Please do not open a public issue for a suspected vulnerability. Use one of the channels below instead so the impact can be assessed and a fix prepared before details become public.

• Preferred: open a private security advisory on GitHub. This creates a private thread visible only to the maintainers and the reporter, supports CVE assignment, and lets us coordinate a coordinated disclosure timeline.
• Alternative: email contact@jeanloui.dev with subject [PyMemoryEditor security].

When reporting, please include:

• Affected version(s).
• Operating system, architecture, and Python build (32 / 64-bit).
• A minimal reproducer or proof-of-concept.
• The impact you observed and any prerequisites (privileges, kernel configuration, target process attributes).
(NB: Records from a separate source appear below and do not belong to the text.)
PR #342, opened 2026-03-16
.never() permission

Takeno:
**Summary**

Adds a `.never()` helper to the TypeScript permissions DSL for explicitly denying operations.

**What changed**

- Added `.never()` for read, insert, update, and delete permission builders
- Made it equivalent to `.where(anyOf([]))`, compiling to a `FALSE` policy
- Updated the permissions docs with TypeScript and SQL examples
- Added behavior and type-inference tests for the new API

### DIFF
--- a/docs/content/docs/permissions.mdx
+++ b/docs/content/docs/permissions.mdx
@@ -29,7 +29,7 @@ Define policies in `schema/permissions.ts` for TypeScript DSL apps, or directly 
   </Tab>
 </Tabs>
 
-Apps that do not need user-scoped filtering can still define explicit allow-all policies (`policy.todos.allowRead.where({})` / `USING (TRUE)`).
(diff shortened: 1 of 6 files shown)


joeinnes:
I like this. How would you feel about a counterpart `always`?

Rationale: 
With the current syntax, as you mention,`.where(anyOf([]))`, compiles to FALSE, **but** `.where({})` evaluates to `TRUE`. From a pure logic level, it does make sense, but it feels like an opportunity for folks to make very annoying mistakes with their permissions set-up. I'd rather just completely disallow empty objects/arrays and force folks to use these helpers.

What do you think?

Takeno:
It would be an explicit way of what the already-default behavior is. Dummy helper, but easier to read.
I do it

gdorsi (approved):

PyMemoryEditor is a library that reads, writes, and searches the memory of other processes via OS-level APIs (ReadProcessMemory / WriteProcessMemory on Windows, process_vm_readv / process_vm_writev on Linux, the Mach VM APIs on macOS). Operations that require elevated privileges, special entitlements, or relaxed ptrace_scope are documented in the README — those requirements are not security defects.

In scope:

• Memory corruption, crashes, or undefined behavior in the library itself (e.g. unchecked syscall returns, ctypes signature mismatches, buffer overruns in the Python layer).
• Permission-gate bypasses on Windows (e.g. a read or write succeeding without the matching PROCESS_VM_* bit).
• Silent partial reads / writes that misreport success.
• Use of mach_vm_protect on macOS leaving the target task in a more permissive state than it started without surfacing it to the caller.

Out of scope:

• Using PyMemoryEditor on a target you are not authorized to inspect (this is a misuse question, not a library defect).
• Cheating detection or anti-cheat bypass requests.